There are in this world two kinds of natures,—those that have wings, and those that have feet,—the winged and the walking spirits. The walking are the logicians; the winged are the instinctive and poetic. Natures that must always walk find many a bog, many a thicket, many a tangled brake, which God’s happy little winged birds flit over by one noiseless flight. Nay, when a man has toiled till his feet weigh too heavily with the mud of earth to enable him to walk another step, these little birds will often cleave the air in a right line towards the bosom of God, and show the way where he could never have found it.

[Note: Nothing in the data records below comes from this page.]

PR #6879, opened 2022-12-06
Update shard_size

hkvision:
Put OrcaContext._shard_size in estimators to avoid ambiguity.
https://github.com/intel-analytics/BigDL/pull/6799#discussion_r1040499461

https://github.com/intel-analytics/BigDL/pull/6881#discussion_r1041720913 Change default batch_size for predict to be 32.

### DIFF
--- a/python/orca/src/bigdl/orca/learn/pytorch/pytorch_pyspark_estimator.py
+++ b/python/orca/src/bigdl/orca/learn/pytorch/pytorch_pyspark_estimator.py
@@ -222,13 +222,14 @@ class PyTorchPySparkEstimator(BaseEstimator):
                 You can also provide custom metrics by passing in a custom training_operator_cls
                 when creating the Estimator.
         """
+        shard_size = OrcaContext._shard_size if OrcaContext._shard_size else batch_size
         data, validation_data = maybe_dataframe_to_xshards(data,
                                                            validation_data=validation_data,
                                                            feature_cols=feature_cols,
                                                            label_cols=label_cols,
                                                            mode="fit",
                                                            num_workers=self.num_workers,
-                                                           shard_size=batch_size)
+                                                           shard_size=shard_size)
 
         sc = OrcaContext.get_spark_context()
         _ = self.create_tcpstore_server()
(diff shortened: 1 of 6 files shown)


python/orca/src/bigdl/orca/learn/pytorch/pytorch_pyspark_estimator.py
```diff
@@ -222,13 +222,14 @@ def fit(self,
                 You can also provide custom metrics by passing in a custom training_operator_cls
                 when creating the Estimator.
         """
+        shard_size = OrcaContext._shard_size if OrcaContext._shard_size else batch_size
```
jason-dai, line 225: batch_size should override shard_size

hkvision: Should not?
batch_size will always be used as the default shard size.
But if users specify OrcaContext._shard_size, they wish to use this value and it should override batch size? Isn't this the logic?

jason-dai: The user should not know whether we are using XShards or not inside Estimator; Estimator should manage its own XShards implementation itself.

hkvision: So you mean not use OrcaContext._shard_size, but always use batch_size and this value is not configurable?

jason-dai: I think it's reasonable that the user should always configure batch_size when using Estimator.

hkvision: Yes, user would configure batch_size; and using batch_size to convert to xhards will always work.
So directly throw OrcaContext._shard_size here?

jason-dai: > Yes, user would configure batch_size; and using batch_size to convert to xhards will always work. So directly throw OrcaContext._shard_size here?

I think you may ignore OrcaContext._shard_size here

hkvision:
@jason-dai Updated. Take a further look.
Add the check for batch_size to be a positive int to make sure it can be used when converting to xshards.
For tf2, batch_size could be None if user input a data_creator and he handles batch by himself. For all other cases, batch_size should be a positive int.

PR #6893, opened 2022-12-07
Nano: improve multi-instance inference again

MeouSker77:
## Description

Remove sort operation in multi-instance inference


rnwang04:
Maybe update `def to_multi_instance(model: nn.Module, num_processes: int,` to `def to_multi_instance(model: nn.Module, num_processes: Optional[int] = 1,` too

jason-dai:
> > Maybe update `def to_multi_instance(model: nn.Module, num_processes: int,` to `def to_multi_instance(model: nn.Module, num_processes: Optional[int] = 1,` too
> 
> done

Why default to 1? Why not default to 2 (or 4)?

PR #6909, opened 2022-12-07
fix jackson mapper CVE

Le-Zheng:
## Description

Jackson mapper CVE issue.


Le-Zheng:
All tests are passed.

PR #6912, opened 2022-12-08
[PPML] Modify bigdl-ppml-submit.sh to enable encrypted-fs in client driver

gc-fu:
## Description

Modify bigdl-ppml-submit.sh to enable encrypted-fsd in client driver
In Spark Client mode, the client will also doing some job which require to access the encrypted-fsd


zzti-bsj (approved):
LGTM

PR #6918, opened 2022-12-08
Nano: add channels_last  convert check

ACupofAir:
### 1. Why the change?
When we pass in a `input_sample` which is not consist of tensor, or one of the item in input doesn't have `.to()` method, it will lead to an error to convert it on `channels_last` is true.

### 2. Summary of the change 
* When user directly use `trace` or `quantize` function with a `input_sample` pass in or use `optimize` function which mean the `input_sample` is **not None**, we will compute a list named `channels_last_available` which instruct which item in the `input_sample` can be convert to `channels_last`.
* When user directly use `trace` or `quantize` function and don't pass in `input_sample`, I make the list `channels_last_available` empty, and the `forward_step` function will convert default, but if there are some errors occure, there is an alert to tell user they should pass in a `input_sample` to try to solve it.

### DIFF
--- a/python/nano/src/bigdl/nano/deps/ipex/ipex_inference_model.py
+++ b/python/nano/src/bigdl/nano/deps/ipex/ipex_inference_model.py
@@ -29,7 +29,6 @@ class PytorchIPEXJITModel(AcceleratedLightningModule):
         dtype=None,
         use_jit=False,
         channels_last=None,
-        channels_last_available=[],
         thread_num=None,
         from_load=False,
         inplace=False,
@@ -68,7 +67,19 @@ class PytorchIPEXJITModel(AcceleratedLightningModule):
             )
             return
         self.channels_last = channels_last
-        self.channels_last_available = channels_last_available
+        if self.channels_last:
+            # try channels_last available
+            channels_last_available = []
+            if input_sample:
+                channels_last_available = [True]*len(input_sample)
+                for idx, input in enumerate(input_sample):
+                    try:
+                        input.to(memory_format=torch.channels_last)
+                    except:
+                        channels_last_available[idx] = False
+                    else:
+                        channels_last_available[idx] = True
+            self.channels_last_available = channels_last_available
         self.original_state_dict = model.state_dict()
         self.use_ipex = use_ipex
         self.use_jit = use_jit
@@ -116,7 +127,8 @@ class PytorchIPEXJITModel(AcceleratedLightningModule):
 
     def forward_step(self, *inputs):
         if self.channels_last is True:
-            if self.channels_last_available: # it mean the input_sample is not None
+            # check if `channels_last_available` has been generated
+            if self.channels_last_available:
                 for idx, input in enumerate(inputs):
                     if self.channels_last_available[idx]:
                         input.to(memory_format=torch.channels_last)
@@ -126,7 +138,7 @@ class PytorchIPEXJITModel(AcceleratedLightningModule):
                 except:
                     print("************************error:***************************\n")
                     print("You should pass in a non_empty input_sample")
-        return self.model(*tuple(inputs))
+        return self.model(*inputs)
 
     def on_forward_end(self, outputs):
         return outputs
--- a/python/nano/src/bigdl/nano/deps/ipex/ipex_inference_model.py
+++ b/python/nano/src/bigdl/nano/deps/ipex/ipex_inference_model.py
@@ -21,9 +21,20 @@ from bigdl.nano.pytorch.utils import patch_attrs_from_model_to_object
 
 
 class PytorchIPEXJITModel(AcceleratedLightningModule):
-    def __init__(self, model: torch.nn.Module, input_sample=None, use_ipex=False, dtype=None,
-                 use_jit=False, channels_last=None, thread_num=None, from_load=False,
-                 inplace=False, jit_strict=True):
+    def __init__(
+        self,
+        model: torch.nn.Module,
+        input_sample=None,
+        use_ipex=False,
+        dtype=None,
+        use_jit=False,
+        channels_last=None,
+        channels_last_available=[],
+        thread_num=None,
+        from_load=False,
+        inplace=False,
+        jit_strict=True,
+    ):
         """
         This is the accelerated model for pytorch and ipex/jit.
         All the external API is based on InferenceOptimizer, so what we have here is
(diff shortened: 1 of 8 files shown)


python/nano/src/bigdl/nano/deps/ipex/ipex_inference_model.py
```diff
@@ -94,16 +110,28 @@ def __init__(self, model: torch.nn.Module, input_sample=None, use_ipex=False, dt
...
+        ]
 
     def on_forward_start(self, inputs):
         return inputs
 
     def forward_step(self, *inputs):
         if self.channels_last is True:
-            inputs = tuple(map(lambda x: x.to(memory_format=torch.channels_last), inputs))
-        return self.model(*inputs)
+            if self.channels_last_available: # it mean the input_sample is not None
```
TheaperDeng, line 124:
```python
# check if `channels_last_available` has been generated
```

python/nano/src/bigdl/nano/deps/ipex/ipex_inference_model.py
```diff
@@ -94,16 +110,28 @@ def __init__(self, model: torch.nn.Module, input_sample=None, use_ipex=False, dt
...
+                for idx, input in enumerate(inputs):
+                    if self.channels_last_available[idx]:
+                        input.to(memory_format=torch.channels_last)
+            else:
```
TheaperDeng, line 128: why don't we just generate the `channels_last_available` here? we have a precious input sample right :)

python/nano/src/bigdl/nano/deps/ipex/ipex_inference_model.py
```diff
@@ -94,16 +110,28 @@ def __init__(self, model: torch.nn.Module, input_sample=None, use_ipex=False, dt
...
+                try:
+                    inputs = tuple(map(lambda x: x.to(memory_format=torch.channels_last), inputs))
+                except:
+                    print("************************error:***************************\n")
+                    print("You should pass in a non_empty input_sample")
+        return self.model(*tuple(inputs))
```
TheaperDeng, line 134: could we just use `*inputs` here?

python/nano/src/bigdl/nano/pytorch/amp/bfloat16.py
```diff
@@ -106,7 +107,18 @@ def on_forward_start(self, inputs):
...
+            if self.channels_last_available: # it mean the input_sample is not None
+                for idx, input in enumerate(inputs):
+                    if self.channels_last_available[idx]:
+                        input.to(memory_format=torch.channels_last)
+            else:
+                try:
+                    inputs = tuple(map(lambda x: x.to(memory_format=torch.channels_last), inputs))
+                except:
+                    print("************************error:***************************\n")
+                    print("You should pass in a non_empty input_sample")
```
TheaperDeng, line 119: same comments as before

python/nano/src/bigdl/nano/pytorch/inference/optimizer.py
```diff
@@ -560,6 +560,19 @@ def quantize(model: nn.Module,
...
+        channels_last_available = []
+        if input_sample:
+            channels_last_available = [True]*len(input_sample)
+            for idx in range(len(input_sample)):
+                try:
+                    input_sample[idx].to(memory_format=torch.channels_last)
+                except:
+                    channels_last_available[idx] = False
+                else:
+                    channels_last_available[idx] = True
```
TheaperDeng, line 574: we should move this logic to `PytorchIPEXJITModel`'s `__init__()`

python/nano/src/bigdl/nano/pytorch/inference/optimizer.py
```diff
@@ -753,6 +769,20 @@ def trace(model: nn.Module,
...
```
TheaperDeng, line 783: same here

python/nano/src/bigdl/nano/pytorch/inference/optimizer.py
```diff
@@ -780,6 +810,7 @@ def trace(model: nn.Module,
             use_jit = (accelerator == "jit")
             return PytorchIPEXJITModel(model, input_sample=input_sample, use_ipex=use_ipex,
                                        use_jit=use_jit, channels_last=channels_last,
+                                       channels_last_available=channels_last_available,
                                        thread_num=thread_num, inplace=inplace,
                                        jit_strict=jit_strict)
         invalidInputError(False, "Accelerator {} is invalid.".format(accelerator))
```
TheaperDeng, line 816: we want some unit test for this fix in https://github.com/intel-analytics/BigDL/blob/main/python/nano/test/pytorch/tests/inference/test_ipex_jit_inference.py

TheaperDeng: we need to make sure `channels_last_available` is well recovered even after `InferenceOptimizer.save/load`

python/nano/src/bigdl/nano/deps/ipex/ipex_inference_model.py
```diff
@@ -117,18 +157,22 @@ def __getattr__(self, name: str):
...
-                       "thread_num": self.thread_num,
-                       "jit_strict": self.jit_strict})
+        status.update(
+            {
+                "use_ipex": self.use_ipex,
+                "use_jit": self.use_jit,
+                "channels_last": self.channels_last,
+                "checkpoint": "ckpt.pth",
+                "thread_num": self.thread_num,
+                "jit_strict": self.jit_strict,
```
TheaperDeng, line 167: should we save the `self.channels_last_available` here? Since we do want it be recoverred after users calling save/load

python/nano/src/bigdl/nano/pytorch/inference/optimizer.py
```diff
@@ -350,6 +350,8 @@ def optimize(self, model: nn.Module,
                                                                thread_num=thread_num)
 
         print("==========================Start Optimization==========================")
+        print('======================DEBUG START: Junes nano======================')
+        print('======================DEBUG  END : Junes nano======================')
```
TheaperDeng, line 354: no need for these 2 lines

python/nano/src/bigdl/nano/deps/ipex/ipex_inference_model.py
TheaperDeng: change to something like
```python
else:
    self.channels_last_available = generate_channels_last_available(inputs)
    for idx, input in enumerate(inputs):
        if self.channels_last_available[idx]:
            input.to(memory_format=torch.channels_last)
```

python/nano/test/pytorch/tests/inference/test_bf16_ipex.py
```diff
@@ -151,6 +152,116 @@ def hello():
             new_model.width
 
 
+    def test_bf16_channels_last_inference_with_jit(self):
+        model = resnet18(num_classes=10)
+
+        x = torch.rand((10, 3, 256, 256))
```
TheaperDeng, line 158: it seems we keep using `x=torch.rand((10, 3, 256, 256))` as the test input sample. An easy way to do this could be
1. add 1 test function in each test file (test_bf16, test_bf16_ipex, test_ipex_jit_inference)
2. For these test function, write your own test model (could be an extremely easy one with 3 input)
3. use (x1, x2, x3) as input, where x1, x3 are 4-dim tensor while x2 is 3-dim.
4. test save/load

ACupofAir:
replaced by #7151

The Doctor paused in his ponderous and heavy reasonings to read this real woman’s letter; and being a loving man, he felt as if he could have kissed the hem of her garment who wrote it. He recorded it in his journal, and after it this significant passage from the Canticles:—

‘I charge you, O ye daughters of Jerusalem, by the roes, and by the hinds of the field, that ye stir not up nor awake this lovely one till she please.’

Mrs. Scudder’s motherly eye noticed, with satisfaction, these quiet communings. ‘Let it alone,’ she said to herself; ‘before she knows it, she will find herself wholly under his influence.’ Mrs. Scudder was a wise woman.